* WHAT THIS TASK INVOLVES *
Working from the records below, repeat exactly the lines starting at the line that contains "Underscanning? (needs investigation)" and ending at the line that contains "Let me know what you think!", inclusive.

** Opening DATA block **

PR #38, opened 2019-03-07
Add wlr-output-management-unstable-v1

emersion:
This commit adds a new output management protocol. It can be used to get the
current output configuration and apply a new one. It's based on the GNOME D-Bus
API [1] and the KDE protocol [2] [3].

Goals:

* High-level API, not a copy of KMS
* Protect against races wrt. hotplugging
* Extensible via backwards-compatible changes
* Atomic (both when reading current config and when applying a new one)

Features:

* Read all outputs including disabled ones
  * Identification (name, description), available modes, physical size
  * Current mode, enabled/disabled
  * Position, scale, transform
* Write
  * Modeset, enable/disable
  * Position, scale, transform

Non-features (ie. features in GNOME or KDE excluded from this protocol):

* No DPMS (left out for another protocol because it can operate on wl_output)
* No gamma ramps (left out for another protocol, we already have one)
* Cannot set the primary logical monitor and the presentation monitor (should be
  a separate protocol, could use wl_output)

Available outputs and their current configuration are advertised when the client
binds to the manager as "heads" (a head is an enabled or disabled output).

Clients can create a configuration object, add some outputs to configure and
apply the new state.

The GNOME protocol has a concept of "logical monitor": it's a region of the
screen you can assign physical monitors to. You can modeset and enable/disable
physical monitors while you can position, scale and transform logical monitors.
This nicely splits physical properties and logical properties. I've tried to
design a protocol with a similar concept [4], but it turned out being pretty
complicated since you need to have at least two extra objects (one to read the
current logical monitors, one to configure them). I've decided against this
approach for now.

TODO:

- [x] Custom modes
- [x] Check all of this makes sense for non-KMS outputs?
  - Some outputs have fixed modes, a size, a fixed refresh rate (KMS)
  - Some outputs have fixed modes, a size, a variable refresh rate (KMS + VRR)
  - Some outputs have no modes, a size, no refresh rate (Wayland backend)
  - Some outputs have no modes, a size, a refresh rate (headless backend)
- [x] Make sure a compositor can offload everything to a helper client (ie. it
  doesn't apply an initial default modeset on hotplug)
- [x] Should some features be optional?
- [x] Should zero modes mean the output doesn't support modes? What to do if an EDID
  is malformed and returns zero modes?

Possible future features:

* Modes aspect ratio and interlaced modes
* Underscanning? (needs investigation)
* is-builtin property for heads? (should this be in the compositor?)
* Expose suggested panel orientation and tiling data?
* Variable refresh rate? (needs investigation)

Let me know what you think!

Fixes https://github.com/swaywm/wlr-protocols/issues/15

[1]: https://gitlab.gnome.org/GNOME/mutter/blob/master/src/org.gnome.Mutter.DisplayConfig.xml#L292
[2]: https://github.com/KDE/kwayland/blob/master/src/client/protocols/outputdevice.xml
[3]: https://github.com/KDE/kwayland/blob/master/src/client/protocols/output-management.xml
[4]: https://paste.sr.ht/%7Eemersion/8727ea50437fff3927c81c40c0ecc9c9885817ef

### DIFF
--- a/unstable/wlr-output-management-unstable-v1.xml
+++ b/unstable/wlr-output-management-unstable-v1.xml
@@ -292,7 +292,8 @@
 
       First, the client needs to setup the output configuration. Each head can
       be either enabled (and configured) or disabled. It is a protocol error to
-      send two enable_head or disable_head requests with the same head.
+      send two enable_head or disable_head requests with the same head. It is a
+      protocol error to omit a head in a configuration.
 
       Then, the client can apply or test the configuration. The compositor will
       then reply with a succeeded, failed or cancelled event. Finally the client
@@ -300,9 +301,11 @@
     </description>
 
     <enum name="error">
-      <entry name="head_already_configured" value="1"
+      <entry name="already_configured_head" value="1"
         summary="head has been configured twice"/>
-      <entry name="already_used" value="2"
+      <entry name="unconfigured_head" value="2"
+        summary="head has not been configured"/>
+      <entry name="already_used" value="3"
         summary="request sent after configuration has been applied or tested"/>
     </enum>
 
--- a/unstable/wlr-output-management-unstable-v1.xml
+++ b/unstable/wlr-output-management-unstable-v1.xml
@@ -185,28 +185,10 @@
       <arg name="height" type="int" summary="height in millimeters of the output"/>
     </event>
 
-    <event name="arbitrary_modes">
-      <description summary="head supports arbitrary modes">
-        This event is sent if the head supports arbitrary modes.
-
-        When arbitrary modes are not supported, the client should prefer to use
-        fixed modes advertised with the mode event.
-
-        When arbitrary modes are supported, there is no fixed list of modes. The
-        only mode is the current mode. Custom modes will need to be used to
-        change the current mode.
-      </description>
-    </event>
-
     <event name="mode">
       <description summary="introduce a mode">
-        This event introduces a mode for this head.
-
-        If the head doesn't support arbitrary modes, this event is sent once
-        per supported mode.
-
-        If the head supports arbitrary modes, this event is sent once for the
-        current mode if the head is enabled.
+        This event introduces a mode for this head. It is sent once per
+        supported mode.
       </description>
       <arg name="mode" type="new_id" interface="zwlr_output_mode_v1"/>
     </event>
@@ -430,13 +412,16 @@
   <interface name="zwlr_output_configuration_head_v1" version="1">
     <description summary="head configuration">
       This object is used by the client to update a single head's configuration.
+
+      It is a protocol error to set the same property twice.
     </description>
 
     <enum name="error">
-      <entry name="invalid_mode" value="1" summary="mode doesn't belong to head"/>
-      <entry name="invalid_custom_mode" value="2" summary="mode is invalid"/>
-      <entry name="invalid_transform" value="3" summary="transform value outside enum"/>
-      <entry name="invalid_scale" value="4" summary="scale negative or zero"/>
+      <entry name="already_set" value="1" summary="property has already been set"/>
+      <entry name="invalid_mode" value="2" summary="mode doesn't belong to head"/>
+      <entry name="invalid_custom_mode" value="3" summary="mode is invalid"/>
+      <entry name="invalid_transform" value="4" summary="transform value outside enum"/>
+      <entry name="invalid_scale" value="5" summary="scale negative or zero"/>
     </enum>
 
     <request name="set_mode">
@@ -451,6 +436,8 @@
         This request assigns a custom mode to the head. The size is given in
         physical hardware units of the output device. If set to zero, the
         refresh rate is unspecified.
+
+        It is a protocol error to set both a mode and a custom mode.
       </description>
       <arg name="width" type="int" summary="width of the mode in hardware units"/>
       <arg name="height" type="int" summary="height of the mode in hardware units"/>
--- a/unstable/wlr-output-management-unstable-v1.xml
+++ b/unstable/wlr-output-management-unstable-v1.xml
@@ -26,7 +26,7 @@
   </copyright>
 
   <description summary="protocol to configure output devices">
-    This protocol exposes interfaces to get and change output device
+    This protocol exposes interfaces to obtain and modify output device
     configuration.
 
     Warning! The protocol described in this file is experimental and
@@ -116,19 +116,19 @@
 
   <interface name="zwlr_output_head_v1" version="1">
     <description summary="output device">
-      A head is an output device. The difference with wl_output is that heads
-      are advertized even if they are turned off. A head object only advertises
-      properties and cannot be used directly to change them. In order to update
-      some properties, one needs to create a wlr_output_configuration object.
+      A head is an output device. The difference between a wl_output object and
+      a head is that heads are advertised even if they are turned off. A head
+      object only advertises properties and cannot be used directly to change
+      them.
 
       A head has some read-only properties: mode, name, description and
       physical_size. These cannot be changed by clients.
 
-      enabled and current_mode are physical properties. Updating them might take
-      some time, depending on hardware limitations.
+      Other properties can be updated via a wlr_output_configuration object.
 
-      position, transform and scale are logical properties. They describe how
-      the output is mapped in the global compositor space.
+      Properties sent via this interface are applied atomically via the
+      wlr_output_manager.done event. No guarantees are made regarding the order
+      in which properties are sent.
     </description>
 
     <event name="mode">
@@ -168,7 +168,9 @@
 
         The description is a UTF-8 string with no convention defined for its
         contents. Examples might include 'Foocorp 11" Display' or 'Virtual X11
-        output via :1'.
+        output via :1'. However, do not assume that the name is a reflection of
+        the make, model, serial of the underlying DRM connector or the display
+        name of the underlying X11 connection, etc.
 
         If the compositor implements xdg-output and this head is enabled,
         the xdg_output.description must report the same description.
@@ -251,6 +253,10 @@
 
       Some heads don't support output modes, in which case modes won't be
       advertised.
+
+      Properties sent via this interface are applied atomically via the
+      wlr_output_manager.done event. No guarantees are made regarding the order
+      in which properties are sent.
     </description>
 
     <event name="size">
@@ -322,7 +328,7 @@
 
     <request name="disable_head">
       <description summary="disable a head">
-        Disable a head. The head's properties are irrelevant in this case.
+        Disable a head.
       </description>
       <arg name="head" type="object" interface="zwlr_output_head_v1"
         summary="the head to be disabled"/>
--- a/unstable/wlr-output-management-unstable-v1.xml
+++ b/unstable/wlr-output-management-unstable-v1.xml
@@ -46,15 +46,23 @@
 
       Output devices that display pixels (e.g. a physical monitor or a virtual
       output in a window) are represented as heads. Heads cannot be created nor
-      destroyed, but they can be enabled or disabled and their properties can be
-      changed. Each head may have one or more available modes.
+      destroyed by the client, but they can be enabled or disabled and their
+      properties can be changed. Each head may have one or more available modes.
 
-      Heads are advertised when the output manager is bound, and whenever they
-      appear.
+      Whenever a head appears (e.g. a monitor is plugged in), it will be
+      advertised via the head event. Immediately after the output manager is
+      bound, all current heads are advertised.
 
-      Whenever the number of heads or modes changes, the done event will be
-      sent. It carries a serial which can be used in a create_configuration
-      request to change heads properties.
+      Whenever a head's properties change, the relevant wlr_output_head events
+      will be sent. Not all head properties will be sent: only properties that
+      have changed need to.
+
+      Whenever a head disappears (e.g. a monitor is unplugged), a
+      wlr_output_head.finished event will be sent.
+
+      After one or more heads appear, change or disappear, the done event will
+      be sent. It carries a serial which can be used in a create_configuration
+      request to update heads properties.
 
       The information obtained from this protocol should only be used for output
       configuration purposes. This protocol is not designed to be a generic
@@ -64,7 +72,9 @@
 
     <event name="head">
       <description summary="introduce a new head">
-        This event introduces a new head.
+        This event introduces a new head. This happens whenever a new head
+        appears (e.g. a monitor is plugged in) or after the output manager is
+        bound.
       </description>
       <arg name="head" type="new_id" interface="zwlr_output_head_v1"/>
     </event>
@@ -75,7 +85,8 @@
         the output manager object and after any subsequent changes. This applies
         to child head and mode objects as well. In other words, this event is
         sent whenever a head or mode is created or destroyed and whenever one of
-        their properties has been changed.
+        their properties has been changed. Not all state is re-sent each time
+        the current configuration changes: only the actual changes are sent.
 
         This allows changes to the output configuration to be seen as atomic,
         even if they happen via multiple events.
@@ -121,7 +132,7 @@
       object only advertises properties and cannot be used directly to change
       them.
 
-      A head has some read-only properties: mode, name, description and
+      A head has some read-only properties: modes, name, description and
       physical_size. These cannot be changed by clients.
 
       Other properties can be updated via a wlr_output_configuration object.
@@ -371,6 +382,9 @@
         tested them.
 
         Upon receiving this event, the client should destroy this object.
+
+        If the current configuration has changed, events to describe the changes
+        will be sent followed by a wlr_output_manager.done event.
       </description>
     </event>
 
--- a/unstable/wlr-output-management-unstable-v1.xml
+++ b/unstable/wlr-output-management-unstable-v1.xml
@@ -131,13 +131,6 @@
       in which properties are sent.
     </description>
 
-    <event name="mode">
-      <description summary="advertise a supported mode">
-        If the head supports modes, this event is sent once per supported mode.
-      </description>
-      <arg name="mode" type="new_id" interface="zwlr_output_mode_v1"/>
-    </event>
-
     <event name="name">
       <description summary="head name">
         This event describes the head name.
@@ -192,6 +185,32 @@
       <arg name="height" type="int" summary="height in millimeters of the output"/>
     </event>
 
+    <event name="arbitrary_modes">
+      <description summary="head supports arbitrary modes">
+        This event is sent if the head supports arbitrary modes.
+
+        When arbitrary modes are not supported, the client should prefer to use
+        fixed modes advertised with the mode event.
+
+        When arbitrary modes are supported, there is no fixed list of modes. The
+        only mode is the current mode. Custom modes will need to be used to
+        change the current mode.
+      </description>
+    </event>
+
+    <event name="mode">
+      <description summary="introduce a mode">
+        This event introduces a mode for this head.
+
+        If the head doesn't support arbitrary modes, this event is sent once
+        per supported mode.
+
+        If the head supports arbitrary modes, this event is sent once for the
+        current mode if the head is enabled.
+      </description>
+      <arg name="mode" type="new_id" interface="zwlr_output_mode_v1"/>
+    </event>
+
     <event name="enabled">
       <description summary="head is enabled or disabled">
         This event describes whether the head is enabled. A disabled head is not
@@ -206,7 +225,7 @@
     <event name="current_mode">
       <description summary="current mode">
         This event describes the mode currently in use for this head. It is only
-        sent if the output is enabled and supports modes.
+        sent if the output is enabled.
       </description>
       <arg name="mode" type="object" interface="zwlr_output_mode_v1"/>
     </event>
@@ -272,7 +291,8 @@
 
     <event name="refresh">
       <description summary="mode refresh rate">
-        This event describes the mode's fixed vertical refresh rate, if any.
+        This event describes the mode's fixed vertical refresh rate. It is only
+        sent if the mode has a fixed refresh rate.
       </description>
       <arg name="refresh" type="int" summary="vertical refresh rate in mHz"/>
     </event>
@@ -414,8 +434,9 @@
 
     <enum name="error">
       <entry name="invalid_mode" value="1" summary="mode doesn't belong to head"/>
-      <entry name="invalid_transform" value="2" summary="transform value outside enum"/>
-      <entry name="invalid_scale" value="3" summary="scale negative or zero"/>
+      <entry name="invalid_custom_mode" value="2" summary="mode is invalid"/>
+      <entry name="invalid_transform" value="3" summary="transform value outside enum"/>
+      <entry name="invalid_scale" value="4" summary="scale negative or zero"/>
     </enum>
 
     <request name="set_mode">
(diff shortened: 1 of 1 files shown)


ascent12:
Overall the concept seems good to me. I think the `wlr_output` API would need to change to accommodate this cleanly, but this is the type of change I've wanted to make for ages; instead of specifying each output individually, you can do it all in one go atomically (at least as atomically as the backend allows).

To bring up a point about terminology, going by what Weston uses, a "head" is the thing which is displaying pixels (e.g. a computer monitor), and an "output" is the logical representation of that. An output can be assigned multiple heads, which can be implemented efficiently by sharing CRTCs where possible.

This type of efficient cloning is something I'd want to see in a protocol like this and in our APIs, but really does require the split concept of a "logical monitor".

>You can modeset and enable/disable
physical monitors while you can position, scale and transform logical monitors.
This nicely splits physical properties and logical properties. I've tried to
design a protocol with a similar concept, but it turned out being pretty
complicated since you need to have at least two extra objects (one to read the
current logical monitors, one to configure them).

That's not the way I'd go about it. Instead heads would be purely constant/descriptive.
All of the modesetting and property setting would happen on the outputs, and be applied to all heads.
Ignoring the exact names, something along the lines of
- `wlr_output_manager.create_configuration()`
- `wlr_output_manager.create_output()`
- `wlr_output.attach_head()` (call one or more times)
- `wlr_output.set_mode()`
- `wlr_output.set_*()`
- `wlr_output_configuration.attach_output()`
- `wlr_output_configuration.test()`
- `wlr_output_configuration.commit()`
Other things related to that:
- While modes are advertised on heads but set on outputs, a user may wonder from which head they take the mode. Perhaps it shouldn't matter, or we remove the separate mode object and just specify it with width*height@rate, and it's up to the user to make sure it picks a mode suitable to all heads involved.
- If you want to disable a head, create a new configuration which does not include it.

ascent12:
Actually, reading https://paste.sr.ht/%7Eemersion/8727ea50437fff3927c81c40c0ecc9c9885817ef a little more closely, it's not *that* different to what I'm suggesting.

emersion:
>To bring up a point about terminology, going by what Weston uses, a "head" is the thing which is displaying pixels (e.g. a computer monitor), and an "output" is the logical representation of that. An output can be assigned multiple heads, which can be implemented efficiently by sharing CRTCs where possible.

Right. In my draft proposal about "logical monitors", I've used the terms "head" (as the thing displaying pixels) and "slot" (as the output layout region). In this PR, "head" also describes the thing that displays pixels, but has also been chosen to reduce confusion with `wl_output` and `wlr_output`.

>This type of efficient cloning is something I'd want to see in a protocol like this and in our APIs, but really does require the split concept of a "logical monitor".

I've discussed with Jonas, and that's not really true. The "logical monitor" object is more of a cosmetic thing than a real requirement. You can implement output cloning with the protocol described in this PR: each head with the same mode, position, scale, transform as another head can be cloned.

Cloning is here just a possible optimization, just an implementation detail. In some situations cloning might not be possible at all even if the client requests it.

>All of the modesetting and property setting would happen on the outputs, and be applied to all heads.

** Closing DATA block **

* REPLY *
* Underscanning? (needs investigation)
* is-builtin property for heads? (should this be in the compositor?)
* Expose suggested panel orientation and tiling data?
* Variable refresh rate? (needs investigation)

Let me know what you think!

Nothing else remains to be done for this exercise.